Statistical Inference on Multiple Graphs
Johns Hopkins University
Given multiple graphs, an important question is how to perform statistical inference on them. This question becomes more significant in the recent era with the explosion of graph data and the increasing complexity of data analysis. Successfully addressing this question will have a large impact on various scientific fields including neuroscience, social network analysis, and internet mapping. Graphs are naturally complex objects with intrinsic topological structure which imposes significant challenges to traditional statistical inference. Therefore, graph pre-processing, feature extraction, and dimension reduction are essential to obtain good subsequent inference performance. In this dissertation, I develop pre-processing, feature extraction, and dimension reduction methods for data taking the form of multiple graphs. The methods are motivated by classical statistical approaches including analysis of variance, feature screening, and principal component analysis. Some methods can be applied under both supervised and unsupervised settings; others are designed only for problems involving labels of interest. I analyze the theoretical properties of these methods jointly with subsequent inference performance under suitable random graph models.

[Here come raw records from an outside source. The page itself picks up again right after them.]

Issue #91, opened 2025-07-23
Separate each sector implementation into its own module


aethr:
## The motivation

Relates to #68.

Although a few sectors currently share a data source and a methodology, the codebase may be easier to understand if each sector was separated into its own python module.

Modules which currently add multiple sectors:
- [layers/omAgLulucfWasteEmis.py](https://github.com/openmethane/openmethane-prior/blob/main/src/openmethane_prior/layers/omAgLulucfWasteEmis.py)
  - livestock
  - agriculture
  - LULUCF
  - waste
- [layers/omIndustrialStationaryTransportEmis.py](https://github.com/openmethane/openmethane-prior/blob/main/src/openmethane_prior/layers/omIndustrialStationaryTransportEmis.py)
  - industrial
  - stationary
  - transport

Each sector module would export an object which implements a common interface, defining its meta attributes, data sources and the method for creating the emissions estimate. This will make it easier to create a single point of entry which can work across all sectors, enabling things like:
- creating the prior output
- fetching all data sources
- determining sector coverage

Using a common entrypoint, the user can select which layers to operate on, since every layer will have a defined name, making something like this possible:
```shell
poetry run python scripts/omPrior.py --sectors agriculture,lulucf,fires
```

This command would only download data sources and process emissions for the selected sectors.

## The proposed solution

Create a Python module for each sector. Export a consistent interface from the module that can be called by the parent script.

### SectorEmissions

Each sector will implement a SectorEmissions interface, which will contain:
- the `SectorMeta` attributes
- `processEmissions` method (probably renamed `process_emissions`)
- `data_sources`

Instead of a subclass, this will probably be implemented as a parameterised object, like:
```python
sector = SectorEmissions(
    name="fugitive",
    emission_category="anthropogenic",
    unfccc_categories=["1.B"], # Fugitive emissions from fuels
    cf_standard_name="extraction_production_and_transport_of_fuel",
    process_emissions=process_fugitive_emissions, # defined elsewhere
    data_sources=[
        coal_facilities_data_source,
        oil_gas_facilities_data_source,
    ],
)
```

### Project structure

Currently, the openmethane_prior package mixes general utilities and behaviors with the sector implementations. As part of this refactor, I propose defining three top-level folders under `openmethane_prior`:

- `lib` - general utilities and abstract code, ie:
  - `lib/config`
  - `lib/data_manager`
  - `lib/sector`
- `data_sources` - shared or generic DataSource implementations
  - `data_sources/inventory`
[...]

PR #135, opened 2025-10-15
Separate all sectors into independent modules

### LINKED ISSUE #68: Modular layer architecture

aethr:
## Description

Resolves #68, #91.

This change removes the ability to run a sector implementation as a main script, but adds the `--sectors` argument to `scripts/omPrior.py` so that a single or subset of sectors can be processed.

```shell
# No longer works
poetry run python src/openmethane_prior/layers/omAgLulucfWasteEmis.py

# Works
poetry run python scripts/omPrior.py --sectors agriculture,livestock,lulucf,waste
```

## Checklist

- [ ] Tests added


prayner:
scripts/omPrior.py:44: this is right but putting all the testing in
the list comprehension meant I had to read it three times,
sectors =list(all_sectors) if config.sectors is None else [s for s in
list(config.sectors)]
seems cleaner
config.py:221 and beyond: why are we putting these values into the
environment or am I misunderstanding something?

lib/prior.py: the name of this file seems a bit generic, I also wonder
if it's in the right place.
lib/prior.py:55: what happens to sector_data? If it's unused and you
want to make that clear the convention seems to be to call the output
_. Also worth noting that the create_estimate methods must call
add_sector in the current implementation. I think we discussed why
that was required but it seems odd to me now, creating an estimate and
adding it to a prior seem different operations.
add_sector?
sectors/__init__.py but really a more general point. Probably should
wite a cheatsheet on adding a new sector e.g. knowing you have to
modify the all_sectors list by hand.

I confess I skimmed the changes that were mainly structural.

prayner (approved):

prayner:
>I agree about the naming, I'm very open to suggestions.
I quite like run_prior since it's the main method in there and that's
pretty much what it does. 
>I do think this belongs in src/lib as opposed to scripts.
agree about src rather than scripts. I think anything in scripts
should be runnable from the cli.  "lib" has a feeling of subsidiarity about it rather
than being the major entry point, not sure it's worth a new folder
though. What about moving it up one level  to src? untidy?
> lib/prior.py:55: what happens to sector_data? If it's unused and you want to make that
> clear the convention seems to be to call the output. Also worth noting that the
> create_estimate methods must call add_sector in the current implementation. I think we
> discussed why that was required but it seems odd to me now, creating an estimate and
> adding it to a prior seem different operations.
>
>I agree that adding the sector data to the output should probably be handled in run_prior.
>We have everything we need to do it cleanly and reduce the amount of duplicated code needed
>in sectors. We had discussed that it wasn't strictly necessary to get this PR over the
>line, but I would be happy to add it, otherwise it might never get
>done.
Does seem a sensible part of the restructure already in #135 so
I recommend adding it.
>
> Probably should write a cheatsheet on adding a new sector e.g. knowing you have to
> modify the all_sectors list by hand.
>
>I'll add something to the README after I make the update above to run_prior.

aethr:
> I quite like run_prior since it's the main method in there and that's pretty much what it does.

Probably being pedantic, but "run" still implies this is a runnable script. What about "create_prior"?

> "lib" has a feeling of subsidiarity about it rather than being the major entry point, not sure it's worth a new folder though. What about moving it up one level  to src? untidy?

In a way, this is just another function. I do think if we rename the file "run_prior" or "create_prior" it will be a more obvious point of importance. I also think that many of the files in `lib/` could be moved into a `lib/util/` folder, which would give really important things in `lib` more prominence.

My suggestion would be:
- rename `prior.py` to `create_prior.py`, and rename `run_prior` function to `create_prior`
- instead of writing to the output file in `create_prior`, return a DataSet instead
- move the last two lines of `create_prior` (verification and writing output) back into `omPrior.py`
- move some of the utilities (like logger, raster, units, utils) into a `lib/util` folder

prayner:
>Probably being pedantic, but "run" still implies this is a runnable script. What about
>"create_prior"?
>* rename prior.py to create_prior.py, and rename run_prior function
to create_prior
agreed
>* instead of writing to the output file in create_prior, return a DataSet instead
>* move the last two lines of create_prior (verification and writing output) back into
> omPrior.py
agreed.
>* move some of the utilities (like logger, raster, units, utils) into a lib/util folder
Don't see the need for that level of hierarchy, e.g. I couldn't think
of clear criteria about what goes where. But go ahead if it makes the
layout clearer.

Simulations, which include graph clustering, classification, and regression are provided to demonstrate the properties of the proposed methods. I further apply the methods developed here to real data sets such as human brain networks acquired through neuroimaging techniques. The main contribution of this dissertation is the presentation of a set of methods in analyzing multiple graphs. These methods are supported with theory and numerical experiments. I further demonstrate the utility of the methods by exploring real data sets and discovering statistical patterns.